Applied Machine Learning (G6061)
15 credits, Level 5
Spring teaching
In this module, you'll learn how machine learning learning methods can be applied to practical problems in different domains including natural language processing and computer vision.
We will discuss aspects such as:
• how different types of data can be effectively pre-processed.
• the mappings between problems and machine learning tasks and loss functions.
• system design considerations for different problems.

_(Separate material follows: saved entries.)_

PR #420, opened 2017-11-15
Call wl_output_send_done when current mode is updated

### LINKED ISSUE #330: XWayland pointer bound to first received mode
1. Launch the Wayland backend
2. Resize the rootston window to make it bigger
3. Launch a X11 app
4. Pointer events work well in the initial window size box, but don't outside

emersion:
After reading xwayland's source code, I realized we aren't sending the `done` signal when the current mode is updated.

The spec says:

>This event is sent after all other properties have been sent after binding to the output object and after any other property changes done after that. This allows changes to the output properties to be seen as atomic, even if they happen via multiple events. 

(https://wayland.freedesktop.org/docs/html/apa.html#protocol-spec-wl_output-event-done)

Also fixes window maximization on xwayland.

Test plan: run `xrandr`, update rootston window size, run `xrandr` again.

Fixes #330

### DIFF
--- a/types/wlr_output.c
+++ b/types/wlr_output.c
@@ -29,8 +29,7 @@ static void wl_output_send_to_resource(struct wl_resource *resource) {
 	if (version >= WL_OUTPUT_MODE_SINCE_VERSION) {
 		struct wlr_output_mode *mode;
 		wl_list_for_each(mode, &output->modes, link) {
-			// TODO: mode->flags should just be preferred
-			uint32_t flags = mode->flags;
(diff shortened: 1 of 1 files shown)


types/wlr_output.c
```diff
@@ -163,6 +166,9 @@ bool wlr_output_set_mode(struct wlr_output *output,
 
 void wlr_output_update_size(struct wlr_output *output, int32_t width,
 		int32_t height) {
+	if (output->width == width && output->height == height) {
```
emersion: Surprisingly, removing this check makes xwayland crash on launch.

SirCmpwn:
Derp, good call.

• metrics for evaluating the efficacy of predictions
As we work through a range of real-world applications, we will describe a variety of unsupervised and supervised machine learning models including classical machine learning tools and modern deep learning techniques. You'll be introduced to software packages to enable you to design and implement your own systems.
Teaching
50%: Lecture
50%: Practical (Laboratory)
Assessment
100%: Coursework (Report)
Contact hours and workload
This module is approximately 150 hours of work. This breaks down into about 33 hours of contact time and about 117 hours of independent study. The University may make minor variations to the contact hours for operational reasons, including timetabling requirements.
We regularly review our modules to incorporate student feedback, staff expertise, as well as the latest research and teaching methodology. We’re planning to run these modules in the academic year 2024/25. However, there may be changes to these modules in response to feedback, staff availability, student demand or updates to our curriculum.
We’ll make sure to let you know of any material changes to modules at the earliest opportunity.